(Stored data entries)
● ● ●

PR #211, opened 2019-01-03
ID calculation for newly sent transactions

vantuz-subhuman:
1. Call to `yoroi-backend-api.js/sendTx` now returns instance of `SignedResponse` with the `txId` field.
2. `adaNewTransactions.js/newAdaTransaction` and `trezorNewTransactions.js/newTrezorTransaction` are returning the same result instance
3. `api/ada/index.js/newAdaTransaction` and `api/ada/index.js/sendTrezorSignedTx` also return the same result instance

It was necessary to implement `CborIndefiniteLengthArray` in utils, because `cbor.encode(cbor.decode(data))` genuinely returns result different from initial data.

### DIFF
--- a/app/api/ada/lib/utils.js
+++ b/app/api/ada/lib/utils.js
@@ -11,6 +11,8 @@ import type {
 import {
   stringifyError
 } from '../../../utils/logging';
+// eslint-disable-next-line
+import { Blake2b } from 'rust-cardano-crypto';
 
 export const localeDateToUnixTimestamp =
   (localeDate: string) => new Date(localeDate).getTime();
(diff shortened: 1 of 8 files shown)


vantuz-subhuman:
image

app/api/ada/lib/utils.js
```diff
@@ -65,6 +67,48 @@ const _getTxCondition = (state: string): AdaTransactionCondition => {
   return 'CPtxWontApply';
 };
 
+export class CborIndefiniteLengthArray {
```
nicarq: I think we don’t need export for this one

app/api/ada/lib/utils.js
```diff
@@ -65,6 +67,48 @@ const _getTxCondition = (state: string): AdaTransactionCondition => {
...
+      attributes
+    ]);
+    // eslint-disable-next-line
+    return Buffer.from(Blake2b.blake2b_256(enc)).toString('hex');
+  } catch (e) {
+    throw new Error('Failed to convert raw transaction to ID! ' + stringifyError(e));
+  }
+}
+
+function decodedTxToAux(decodedTx) {
```
nicarq: how painful is to add cbor types for this one?

app/api/ada/lib/utils.js
vantuz-subhuman: Agree. Removed

app/api/ada/lib/utils.js
vantuz-subhuman: Added some type-descriptors, but the point is that this function still has to take `any` as its parameter, and then force-cast the result type based on the array length. There's no better way to check the cbor-type =\

PR #241, opened 2019-01-17
Show fee & Intrawallet transactions

SebastienGllmt:
1) fees are explicitly shown in the transaction details
2) Sending to yourself is now considered an "intrawallet" transaction (this logic is taken from the mobile app)

image


app/api/ada/index.js
```diff
@@ -563,6 +571,77 @@ export default class AdaApi {
...
 // ========== TRANSFORM SERVER DATA INTO FRONTEND MODELS =========
 
+async function _getTxFinancialInfo(
+  data: AdaTransaction
+): Promise<{
+  type: TransactionType,
+  amount: BigNumber,
+  fee: BigNumber
+}> {
+  // Note: logic taken from the mobile version of Yoroi
```
nicarq: maybe it could be helpful to have more info from which file

app/components/wallet/transactions/Transaction.js
```diff
@@ -224,6 +252,10 @@ export default class Transaction extends Component<Props, State> {
               </div>
             )}
             <div>
+              <h2>
+                Fee:
```
nicarq: it’s a really small detail but I would hide the `:` to be consistent with the other ones

nicarq:
LGTM!

PR #284, opened 2019-02-07
[WIP] Version 1.1 for Theme Feature (based on Sebastien Theme Code)

Mercurial:
- I am converting the html.style CSS string into JSON string before saving into localStorage so it will be directly loadable by the ThemeManager via "variables" property

- I am manipulating SVG directly from React as Component to dynamically generate theme preview. (Which seems to be causing eslint to fail)

So we can argue that maybe we can replace SVG with pure HTML Elements to generate preview

- I also edited SVG code manually to be more responsive for aesthetic purposes

image

image


app/stores/toplevel/ProfileStore.js
```diff
@@ -93,6 +128,32 @@ export default class SettingsStore extends Store {
     await this.getProfileLocaleRequest.execute(); // eagerly cache
   };
 
+  _updateTheme = async ({ theme }: { theme: string }) => {
+    await this.unsetCustomThemeRequest.execute();
```
SebastienGllmt: I'm confused why you play around with custom theme here. I think both of these lines should be removed.

app/stores/toplevel/ProfileStore.js
```diff
@@ -93,6 +128,32 @@ export default class SettingsStore extends Store {
...
+      const attributes: any = html.attributes;
+      await this.unsetCustomThemeRequest.execute();
+      await this.setCustomThemeRequest.execute(attributes.style.value);
+      await this.getCustomThemeRequest.execute(); // eagerly cache
+    }
+  };
+
+
+  // TODO: not sure where to put this method (Clark)
+  getThemeVars = ({ theme }: { theme: string }) => {
```
SebastienGllmt: I think this function is doing the wrong thing. I should take your currently selected theme and merge in any custom overrides into it.

app/components/settings/categories/DisplaySettings.js
```diff
@@ -0,0 +1,132 @@
...
+          <button
+            type="button"
+            className={themeYoroiModernClasses}
+            onClick={selectTheme.bind(this, { theme: THEMES.YOROI_MODERN })}
+          >
+            <div>
+              <ThemeThumbnail themeVars={getThemeVars({ theme: THEMES.YOROI_MODERN })} />
+            </div>
+            <span>{intl.formatMessage(messages.themeYoroiModern)}</span>
+          </button>
```
SebastienGllmt: I assume this is only here 3 times for testing purposes? Maybe remove?
That said, before merging this PR, we have to disable the UI part of this feature anyway (since we don't have an actual "modern" ui to show. It is a dummy theme created to debug this feature).
We can make that this dummy only appears when build in dev mode or test mode to allow us to test this feature without exposing it to the public

app/components/settings/categories/DisplaySettings.scss
```diff
@@ -0,0 +1,86 @@
+$break-row: 1080px;
```
SebastienGllmt: I'm not a big fan of all the hard-coded stuff in this file. Why do we need these instead of setting up the flex container so all of this is handled for us?

app/assets/images/themes/yoroi-classic.inline.svg
```diff
@@ -0,0 +1,22 @@
+<svg width="580" height="360" xmlns="http://www.w3.org/2000/svg">
```
SebastienGllmt: I don't think we need this file anymore now that we have the `ThemeThumbnail`

app/stores/toplevel/ProfileStore.js
Mercurial: Hi this is a helper function that basically takes a `theme` name (one of the pre-built themes) and extract the CSS variables of the specific theme.

This is helpful specially when trying to generate the preview of the thumbnails because I can access the variables any theme.

So if I was trying to generate a preview of `YoroiModern` theme, I will utilize this function to get the `YoroiModern` variables and then dynamically change properties of the SVG for example based on those variables.

Please let me know what you think/criticism or maybe if I have misunderstood what you meant.

Thank You!

app/i18n/locales/en-US.json
```diff
@@ -77,8 +77,13 @@
   "profile.termsOfUse.checkboxLabel": "I agree with terms of use",
   "profile.termsOfUse.submitLabel": "Continue",
   "profile.termsOfUse.title": "Terms Of Use",
+  "settings.display.themeLabel": "Theme",
```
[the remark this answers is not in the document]
Mercurial: hello I committed updated translations but I am not sure if I did it correctly as I am not too familiar with the translation manager.

Please advice
Clark

app/components/settings/categories/DisplaySettings.scss
Mercurial: My idea is here is to always display 3 theme items per row and move the next items to the next row. And at 1080px and smaller since the layout starts to not look good it will then respond to that size and become mobile / tablet layout and display 1 theme per row with a vertical scrollbar.

I will humbly accept any criticism / suggestions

● ● ●

**TASK**
The answer consists of every line above in which the word "will" occurs.

**RESPONSE TO THIS TASK**
- I am converting the html.style CSS string into JSON string before saving into localStorage so it will be directly loadable by the ThemeManager via "variables" property
So if I was trying to generate a preview of `YoroiModern` theme, I will utilize this function to get the `YoroiModern` variables and then dynamically change properties of the SVG for example based on those variables.
Mercurial: My idea is here is to always display 3 theme items per row and move the next items to the next row. And at 1080px and smaller since the layout starts to not look good it will then respond to that size and become mobile / tablet layout and display 1 theme per row with a vertical scrollbar.
I will humbly accept any criticism / suggestions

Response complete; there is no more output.